Page 78
“Forget about my house. Let’s go,” I said sharply. He pulled his head back as if I had slapped him, but he walked out of the mall with me, a small smile on his lips.
I paused outside the entrance and turned to him.
“I’m sorry I yelled at you. People think it’s difficult being poor. Well, it can be difficult being rich, too. Everyone has so many expectations. You’re supposed to act this way and do this and be this.”
“So you’re the original poor little rich girl, huh?” he said, not much moved to be sympathetic.
I glared at him, and then I started to laugh at myself.
“Okay, okay, forget it,” I said, and led him to the SUV.
“Nice car. It looks brand-new,” he said, getting in.
“It is. My father bought it for my mother to use for her daily errands, but she won’t give up her Mercedes. She thinks it makes more of an impression when she pulls up to valet parking in a Mercedes and that’s important, even when she’s shopping at a department store.”
He smiled and looked out the window.
“I always thought there was something about you that was different from the other girls at school,” he said, still looking out the window. My heart began to thump harder and faster.
“What do you mean?”
He turned to look at me.
“You seemed… older, like you have had more experience, and I don’t mean just the kinds of things rich people can do. I guess I’m not that good at explaining things,” he concluded when I continued to look at him, keeping one eye on the road ahead. “Forget it,” he tagged on, almost angrily.

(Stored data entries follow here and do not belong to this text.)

Issue #437, opened 2023-06-21
Avatar Component


aVileBroker:
As a user of FoundryUI, I want a component that is able to show an image in a circle/squircle/square/etc. It should show initials in place of my profile photo if it isn't passed in.

### AC:

* New Avatar component
* Includes states for
  * has image url
  * loading
  * error
  * no image url
* Has a variable size
* User Initials, padding, border, etc. scale with the size of the component

>Consistent look/feel/interaction across browsers
>0 A11y violations
>90%+ code coverage
>Storybook knobs, actions, and docs where appropriate
>Responsive

shuvrojit:
Assign it to me.

PR #444, opened 2023-07-03
Avatar Component (Issue #437)

meghanainaganti:
-Creates an avatar component

[jira ticket](https://headstorm.atlassian.net/browse/CON-1356?atlOrigin=eyJpIjoiNGM0ZTU1YmUzOGVmNDJhMTgxMjI5NTAyNDljYTNkYWUiLCJwIjoiaiJ9)

[github issue](https://github.com/Headstorm/foundry-ui/issues/437#issue-1768405724)


aVileBroker:
You'll need to add the component to the index.ts of the repo, you can also test it out in the code sandbox in the other comment

src/components/Avatar/Avatar.tsx
```diff
@@ -0,0 +1,128 @@
...
+import Skeleton from '../Skeleton/Skeleton';
+
+export type AvatarProps = {
+  initials?: ReactNode;
+  imgURL?: string;
+  size?: number;
+  shape?: number;
+  isLoading?: boolean;
+  isError?: boolean;
+  hasImage?: boolean;
```
aVileBroker, line 15: Can we not derrive this based on image Url?

src/components/Avatar/Avatar.tsx
```diff
@@ -0,0 +1,128 @@
...
+
+  StyledAvatarContainer?: StyledSubcomponentType;
+  StyledAvatarText?: StyledSubcomponentType;
+  StyledAvatarImage?: StyledSubcomponentType;
+
+  avatarProps?: SubcomponentPropsType;
+
+  avatarTextRef?: React.RefObject<HTMLSpanElement>;
```
aVileBroker, line 23: Nit: keep the same order as the other props (container, text, image)

src/components/Avatar/Avatar.tsx
```diff
@@ -0,0 +1,128 @@
...
+  shape?: number;
+  isLoading?: boolean;
+  isError?: boolean;
+  hasImage?: boolean;
+
+  StyledAvatarContainer?: StyledSubcomponentType;
+  StyledAvatarText?: StyledSubcomponentType;
+  StyledAvatarImage?: StyledSubcomponentType;
+
+  avatarProps?: SubcomponentPropsType;
```
aVileBroker, line 21: There should be a "props" prop for each subcomponent

src/components/Avatar/Avatar.tsx
```diff
@@ -0,0 +1,128 @@
...
+  avatarImageRef?: React.RefObject<HTMLImageElement>;
+  avatarContainerRef?: React.RefObject<HTMLDivElement>;
+};
+
+export const AvatarContainer = styled(StyledBaseDiv)`
+  ${({ size, shape }: { size: number; shape: string }) => {
+    return `
+      display: flex;
+      border-radius: ${`${shape}%`};
+      background-color: #eaeaea;
```
aVileBroker, line 33: Color should come from useTheme

src/components/Avatar/Avatar.tsx
```diff
@@ -0,0 +1,128 @@
...
+      width: ${`${size * 3}rem`};
+      height: ${`${size * 3}rem`};
+      justify-content: center;
+      align-items: center;
+    `;
+  }}
+`;
+
+export const AvatarText = styled(StyledBaseSpan)`
+  ${({ size, colors }: { size: string; colors: string }) => {
```
aVileBroker, line 44: Colors makes it sound like there are multiple, just use the singular or specify "text Color"

src/components/Avatar/Avatar.tsx
```diff
@@ -0,0 +1,128 @@
...
+};
+
+export const AvatarContainer = styled(StyledBaseDiv)`
+  ${({ size, shape }: { size: number; shape: string }) => {
+    return `
+      display: flex;
+      border-radius: ${`${shape}%`};
+      background-color: #eaeaea; 
+      padding: 1rem;
+      width: ${`${size * 3}rem`};
```
aVileBroker, line 35: Instead of needing to calculate relative sizes, use "em" - the text can be .33em and the container can be 3em (and set the font size to 1em)

src/components/Avatar/_tests_/Avatar.test.tsx
```diff
@@ -0,0 +1,24 @@
...
+const testId = 'foundry-test';
+
+describe('Avatar', () => {
+  it('matches snapshot', async () => {
+    // const { container, getByTestId } = render(<Avatar />);
+    // await waitFor(() => getByTestId(testId));
+    // expect(container).toMatchSnapshot();
+  });
+
+  it('', async () => {});
```
aVileBroker, line 17: Probably needs some tests here, or not

src/components/Avatar/Avatar.tsx
```diff
@@ -0,0 +1,128 @@
...
+  avatarProps = {},
+  avatarContainerRef,
+  avatarTextRef,
+  avatarImageRef,
+}: AvatarProps): JSX.Element => {
+  const { colors } = useTheme();
+  if (isLoading) {
+    return (
+      <div style={{ borderRadius: `${shape}%`, overflow: 'hidden' }}>
+        <Skeleton isLoading color={colors.grayLight}>
```
aVileBroker, line 93: Instead of a div wrapping the skeleton wrapping another div, you can make the container a style skeleton shimmer (see the skeleton story for an example)

src/components/Avatar/Avatar.tsx
```diff
@@ -0,0 +1,128 @@
...
+          <div style={{ width: `${size * 3}rem`, height: `${size * 3}rem` }} />
+        </Skeleton>
+      </div>
+    );
+  }
+
+  if (hasImage) {
+    return (
+      <StyledAvatarImage ref={avatarImageRef} size={size} shape={shape}>
+        <img alt="profile" {...avatarProps} src={imgURL} ref={avatarImageRef} />
```
aVileBroker, line 103: This can just be a background image on the container to further simplify the html

src/components/Avatar/Avatar.tsx
```diff
@@ -0,0 +1,128 @@
...
+      </StyledAvatarImage>
+    );
+  }
+
+  return (
+    <StyledAvatarContainer ref={avatarContainerRef} size={size} shape={shape}>
```
aVileBroker, line 109: Given shape only changes the border radius in percent, I would change the name to reflect that: "borderRadiusPercent" or something similar.

aVileBroker (changes requested):

src/components/Avatar/Avatar.tsx
```diff
@@ -0,0 +1,130 @@
...
+  ${({ borderRadiusPercent }: Pick<AvatarProps, 'borderRadiusPercent'>) =>
+    `
+    border-radius: ${borderRadiusPercent}%;
+  `}
+`;
+
+const Avatar = ({
+  placeholder,
+  // eslint-disable-next-line no-unused-vars
+  children,
```
aVileBroker, line 90: looks like you're not passing children through - you'll need to add it to the jsx around line 125

src/components/Avatar/Avatar.tsx
```diff
@@ -0,0 +1,130 @@
...
+  imgURL,
+  size = 3,
+  borderRadiusPercent,
+  color = colors.grayXlight,
```
aVileBroker, line 94: Best not to default the color here, as it should come from the useTheme hook

src/components/Avatar/Avatar.tsx
```diff
@@ -0,0 +1,130 @@
...
+  isLoading,
+  StyledAvatarContainer = AvatarContainer,
+  StyledAvatarText = AvatarText,
+  StyledAvatarShimmer = AvatarShimmer,
+  avatarTextProps = {},
+  avatarContainerRef,
+  avatarTextRef,
```
aVileBroker, line 101: you're missing some of the props you specified in the proptypes, the container props should be spread over the skeleton containerProps

aVileBroker (changes requested):

src/components/Avatar/__tests__/Avatar.test.tsx
```diff
@@ -2,27 +2,28 @@ import React from 'react';
...
+import colors from '../../../enums/colors';
 
 expect.extend(toHaveNoViolations);
 configure({ testIdAttribute: 'data-test-id' });
 const testId = 'foundry-avatar';
 
 describe('Avatar', () => {
   it('matches snapshot', async () => {
-    const { container } = render(<Avatar />);
+    const { container } = render(<Avatar color={colors.grayXlight} />);
```
aVileBroker, line 13: You can still default color to `colors.grayXlight`, just do it after the `useTheme` hook call

aVileBroker (changes requested):

aVileBroker:
Playing with it in the codesandbox, I think the default size is wayyyy too big. I would expect it to be 1 or 1.5. Here I added it to the h1.

I also wonder if we should make it inline-block by default... I'm really not sure either way, it would just make my specific example where I didn't use a flexbox better so it may not be necessary.
image
image

src/components/Avatar/Avatar.stories.tsx
```diff
@@ -0,0 +1,55 @@
...
+    <LabelContainer>{children}</LabelContainer>
+  </Avatar>
+);
+
+LabelAvatar.args = {
+  placeholder: 'JS',
+  children: 'John Smith',
+  size: 10,
+  imgURL: 'https://source.unsplash.com/collection/19271953',
+  borderRadiusPercent: 0,
```
aVileBroker, line 43: maybe like 10% or something

aVileBroker (dismissed):

aVileBroker (approved):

“No, I like that. I know what you mean, too.”
“Yeah? What do I mean?”
“You knew how much I hated being thought of as that poor little rich girl you just accused me of being.”
He laughed.
“Maybe, but give me the chance to hate being rich,” he said.
He followed that with more specific directions to his house. We drove into the city and to the very run-down neighborhoods. Many buildings looked like they had been condemned. They were obviously empty, their windows boarded or broken. Finally, in the midst of the garbage-laden empty lots, there was a small house with not much of a front lawn left, just some weeds and patches of wild grass. The driveway was broken and pitted. The house was a faded brown, with rust stains from the broken roof gutters streaking down the siding.
“Home sweet home,” he said.
I pulled into the driveway. He sat there staring at the house’s front windows.
“Looks like my mother’s not home,” he remarked, and then added, “Damn her.”
He got out angrily, seemingly forgetting all about me. I shut the engine off and followed him.
“You oughta just go,” he said at the door, waving behind himself as if he wanted to shoo me off. “Thanks.”
“It’s all right,” I told him.
He hesitated, and then he opened the front door. I couldn’t help grimacing at the smell. It was a combination of neglect, stale food, something that had burned in the stove, and cigarette smoke that was so embedded in the old, threadbare curtains and worn thin carpets and furniture, it would take a hurricane to wash it away.
There were toys scattered over the small entryway and hallway.
“Shawn,” Del screamed. “Where are you?”
A thin, dark-h
aired seven-year-old boy with sad and frightened brown eyes appeared in the living room doorway. Evidence of a recently eaten chocolate donut was smeared about his lips. His shirt was out of his pants, his fly wide open.